Production Incidents
Note: No AI was used in the creation of this article :-)
The cause of all incidents or failures in a working system is ultimately a change.
Let’s put our SRE hat on and see if we can come up with some classification of incidents or root causes so it can help us troubleshoot.
One way to classify failures can be by dividing them into internal or external ones.
An internal or static failure is one where the system, set up in a valid environment, is already broken.
Internal or static failures
Types or examples of internally broken systems:
- Introduction of code bugs, as in code that under some paths or state breaks or responds in an unexpected manner. Db migration.
- Application misconfiguration: an application has a bad configuration file (incorrect file that won’t load properly, missing parameters, parameters that don’t match the setup etc)
- System misconfiguration: for example versioning mismatch issues.
- Permission or security issues: Linux (e.g. files) or tooling (e.g. SELinux, AppArmor etc) or application permission (e.g. Kubernetes) or authentication problems (e.g. insufficient permissions).
- Networking problems, like a service not having a network path to reach another service. Another example is having a new firewall or network filtering rule that prevents access to a service.
- Issues in fundamental networking dependencies like DNS probably deserve their own separate mention.
- Dependency issue: the application requires a missing or broken dependency (could be a service like an API or a code library)
External or dynamic failures
An external or dynamic failure is one where the system in isolation works but due to changes in its environment or changes in time, it fails.
Some types of dynamic failures:
- Capacity problems: hardware resources (RAM and disk/volume mostly, CPU and bandwidth possible as well) are not enough for the current volume of traffic. Exhaustion of operating system resources like file descriptors or available open ports as well. Contention issues (noisy neighbours)
- Self DoS. Settings or code that is there to prevent or mitigate issues but ends up causing bigger problems, this is more typical in complex systems where cascading failures can be created.

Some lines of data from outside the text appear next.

PR #1277, opened 2025-01-20
docker.container: Recreate container when args change

minor-fixes:
This PR allows the `docker.container` operation to tear down and
recreate the container when operation arguments change, instead of
reporting `No change` and doing nothing. This is intended to reduce the
possibility for human error/need for manual intervention when changing
args to `docker.container` operations.

Since it is not possible to extract all operation args from e.g. `docker
inspect` output, this PR takes a similar approach to Docker Compose to
tackle this issue - it serializes the operation args in a deterministic
way, hashes the serialized bytes, and stores this as a label on the
container. If the hash differs from a currently-running container, the
container is recreated.

Tested: Added additional tests for behavior when args are
changing/static in different scenarios

### DIFF
--- a/pyinfra/operations/docker.py
+++ b/pyinfra/operations/docker.py
@@ -8,7 +8,7 @@ from pyinfra import host
 from pyinfra.api import operation
 from pyinfra.facts.docker import DockerContainer, DockerNetwork, DockerVolume
 
-from .util.docker import handle_docker
+from .util.docker import ContainerSpec, handle_docker
 
 
 @operation()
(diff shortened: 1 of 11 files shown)


Fizzadar (commented):
Oh now I see how this is similar to compose - did not know that's how compose managed this, TIL!

Looks good to me overall, I think this still has value as it allows us to properly handle diff cases without using docker compose..

Fizzadar:
Thank you for working on this! The functionality has landed via #1272 so closing this one now!

PR #1285, opened 2025-02-04
Add note re: global arguments to operations

simonhammes:
See the note at the bottom:

Preview


Fizzadar (approved):
Very nice, thank you for adding this @simonhammes!

PR #1289, opened 2025-02-08
Add a note to the docs about using `_inner` when calling operations from other operations

CSDUMMI:
While this behavior is shown in the example, it is not explicit that this is a requirement.


Fizzadar (approved):
Oh nice catch @CSDUMMI, thanks for the fix!

PR #1293, opened 2025-02-15
server.sysctl: handle 0 integer values correctly

lemmi:
Previously, sysctl operations would incorrectly trigger changes when checking against zero values since `not 0` is `True` in python.

This drops checking the `existing_value` and relies on the comparison against the desired value instead.

Added test case verifying correct noop behavior when sysctl value is 0.


Fizzadar (approved):
Awesome, thank you for fixing this @lemmi!

PR #1250, opened 2024-11-30
docs: document any_changed, all_changed helpers for _if

bauen1:

PR #1295, opened 2025-02-16
docs: correct import path for any_changed, all_changed

lemmi:
Fixes: #1250


Fizzadar (approved):
Thanks for fixing this too @lemmi!

Issue #1288, opened 2025-02-08
Current LXD support doesn't support remote servers


goetzk:
(I'm bringing this in from the matrix chat so it can be tracked)

## Describe the bug
I've had a quick look at existing LXD support in pyinfra and noticed the existing lxd support requires the remote to be lxc's default remote.

facts/lxd.py has no way to specify a remote server to list the instances from
operations/lxd.py has no way to specify a remote server to add new instances to / remove unwanted instances from

## To Reproduce

The hard coding is visible in the source code:

```
:~/source/pyinfra$ grep 'lxc ' pyinfra/operations/lxd.py
                yield "lxc stop {0}".format(id)
            yield "lxc delete {0}".format(id)
            yield "lxc launch {image} {id} < /dev/null".format(id=id, image=image)
:~/source/pyinfra$ grep 'lxc ' pyinfra/facts/lxd.py
        return "lxc list --format json --fast"
```

Its possible this will use the default `remote` configured for lxc but I haven't tested.

## Expected behavior

Some way to access a remote server to manage instances.

As noted in #677#issuecomment-2644410227 I'm doing some experiments with pyinfra and LXD so might be able to look at this issue as part of that process.

romain-dartigues:
#1368 let you use local and remote incus/LXD servers.

goetzk:
It'll need testing, but https://github.com/pyinfra-dev/pyinfra/issues/677#issuecomment-4336287885 may help resolve this.

PR #1301, opened 2025-02-24
Add documentation on extending

goetzk:
While working on my custom stuff I gathered up my notes (and will likely gather more). 
I haven't worked with custom facts or operations yet so haven't put anything in those sections but if I do (eg for #1288) I'd be able to expand this further.

@Fizzadar Would this sort of information be useful if I rounded out the page created in this commit? Would you like the information, but rather it was placed somewhere else in the documentation?


Fizzadar (commented):
I need to think about where this fits in, there's a lot of overlap with the contributing doc: https://docs.pyinfra.com/en/3.x/contributing.html, might be best to expand there?

goetzk:
> I need to think about where this fits in, there's a lot of overlap with the contributing doc: https://docs.pyinfra.com/en/3.x/contributing.html, might be best to expand there?

There is definitely overlap and I'm really not sure of the best angle to approach. The perspective I took with this PR was "What did I need to know/do in order to create an installable custom connector package", and left stub bits in to explain how (eg) custom libraries and facts could be added to that same installable package.

Perhaps what really drives this PR is 'how can custom pyinfra bits be made easily distributable'. If thats a question you want answered in the documentation it would lead to a restructuring of what I've done along these lines:
-  `docs/extending.rst` retitled something like 'packaging custom code'
- custom libraries, custom facts, custom connectors, tests sections all removed from the page
- exceptions section moved elsewhere? unsure
- debugging section moved elsewhere?

Then I imagine writing operations/facts/connectors would all have a footnote added saying 'look at  packaging plugins section for information on making your code distributable'

Fizzadar:
I'm going to close this as most of it has been added to the refreshed docs already!

PR #1304, opened 2025-02-27
Document host, state, inventory in files.template

mpilone:
Documented that the host, state, and inventory are passed to the files.template operation.


Fizzadar (approved):
Nice, thanks for adding this @mpilone!

PR #1308, opened 2025-03-09
facts.xbps.XbpsPackages: allow . in package names

lemmi:
Package names including dots `.` were split at the wrong location. Parts that included dots were counted as versions:

    {
        "python3": [
            "3.13.2_1",
            "jaraco.classes",
            "jaraco.context"
        ],
    }

This patch fixes the regex and adds a test for this case:

    {
        "python3": [
            "3.13.2_1"
        ],
        "python3-jaraco.classes": [
            "3.4.0_2"
        ],
        "python3-jaraco.context": [
            "6.0.1_2"
        ]
    }

### DIFF
--- a/pyinfra/facts/xbps.py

A simple example of self-sabotage could be having a poorly designed rate-limiting strategy (a static issue that surfaces in a dynamic environment).

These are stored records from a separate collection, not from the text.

PR #1658, opened 2026-04-08
api,ops: config.EXECUTION_ONLY and op._execution_only flags

### LINKED ISSUE #1624: FR: config.SKIP_IDEMPOTENCY flag
By using Pyinfra as an API, one might use it in pipelines to calculate state drifts with facts to have less syscalls for one specific edge case, or to expand the operation (for instance, applying an sudo configuration file per user with a flag). By calculating these drifts by hand and utilizing Pyinfra's operations, the drift gets calculated again internally, which results in an higher execution overhead.

I'd like an `config.SKIP_IDEMPOTENCY` flag paired with an _skip_idempotency in order to... well, skip idempotency
if the user states "I want these packages installed", then Pyinfra should simply run the command with the selected packages, erroring out if the command fails. This would clearly be a more advanced configuration, so I don't think it would be all that bad

This is meant to not rely on server.shell and use Pyinfra's builtin abstractions, which are already made to be safe and easy to use, other than being easier for other tools to use the API.

The CLI could intercept this and pop out a warning about this as well!

Dexmachi:
introduces a flag to direct execution of commands without checks for idempotency, allowing users to rely on Pyinfra's already good abstractions.

# Why
Because, in the API usecase, users often use Facts to implement custom idempotency checks (for instance, to introduce two-way declarativity), and in order to reuse Pyinfra's already existing abstractions without the CLI, there is a use for  a bare execution with no checks. This effectively reduces the necessity of a `server.shell` call for basic operations in API usage by a lot in batch-collecting fact edge cases.

This allows Pyinfra operations to be reused as execution primitives, without duplicating logic outside of the framework.

# How
Just added a new "operation execution path" to Pyinfra. Now there is the Optional direct_execution flag inside of the \@operation() decorator, which only gets used when config.EXECUTION_ONLY is set to true.

It works like so: If EXECUTION_ONLY is enabled, the system attempts to use the operation's `direct_execution` callable. If not provided, it falls back to the standard execution path (including fact checks).

Note: This is a feature only PR in order to make it more atomic, this does not introduce any operation changes and all features in it are completely opt-in.

This closes #1624 

- [N/A] Pull request includes tests for any new/updated operations/facts


Fizzadar (changes requested):
Sorry for the complete lack of review here @Dexmachi! Had a proper look now, some notes below, but:

Bigger question before detail though: is `direct_execution` the shape we want here? It means every operation has to carry a second parallel implementation with no shared code path.

I'm not quite following the use-case/why section here, what situation would the current fact+command setup not suffice? One option would be to make all facts return defaults which might achieve roughly similar without duplicate paths?

Or, alternatively, a separate package of "pyinfra ops without idempotency checks", would still mean duplicated code but I think that would be best as a third party package.




- `_execution_only` never reaches the check. It's in `ExecutionArguments` so `EXECUTION_KWARG_KEYS` picks it up, and `ensure_shared_op_meta` pops it out of `global_arguments` before `command_generator` runs - so we always fall through to `config.EXECUTION_ONLY`. Wants to be `op_meta.global_arguments["_execution_only"]`, same as `_run_once` does.
- It also wants to be a meta argument rather than an execution one. Execution args have to take the same value on every host, and `pop_global_arguments` reads `host.data` too, so anyone setting `_execution_only` in host data gets a hard `OperationValueError`.
- Nothing in the tree actually supplies `direct_execution`, so `config.EXECUTION_ONLY = True` doesn't skip anything today - we log the warning and then call `func()` and gather facts exactly as normal (twice over, as the generator gets iterated for change detection and again for execution). The new docs say operations "will be executed without checking their prior state", which isn't what happens yet.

- Dependency issue: the application uses an external service (like an API) that fails and the code is not prepared to fail gracefully in this case.
- Time-based: Expired SSL certificates or secrets for example. Misconfigured health checks can be included here as well.
- Hosting issues: the hosting provider having services or data centres going down, or forgetting to pay their bill.
Classifications are useful up to a point and they are partially or totally subjective (see how we classify continents and people arguing on Reddit).
Of course in DevOps/SRE we talk about root causes plural (the Swiss cheese model) since often there is no single clear incident cause, and even if there was technically a single failure (e.g. the disk of a database filled up), there were several processes that failed (e.g. there was no monitoring and alert).
Story time
I worked on a production incident where our Kubernetes RabbitMQ cluster failed without a clear cause. We suspected a capacity problem due to high volumes and spikes of traffic. Restarting the cluster with more nodes as emergency mitigation helped for a bit but then it went down again.
Upon investigation I found out that almost all of the traffic in the cluster was directed to the first RMQ node. What happened is that as a StatefulSet, k8s pods were created in order and the first node-0, being the first created and oldest, would get almost all the traffic. A setting to rebalance traffic automatically (that wasn’t a default on the official or semi-official Helm chart) fixed the issue. So this was a combination of a missed setting (static internal issue) that wasn’t made visible until an external dynamic element (the high volume of traffic) was present.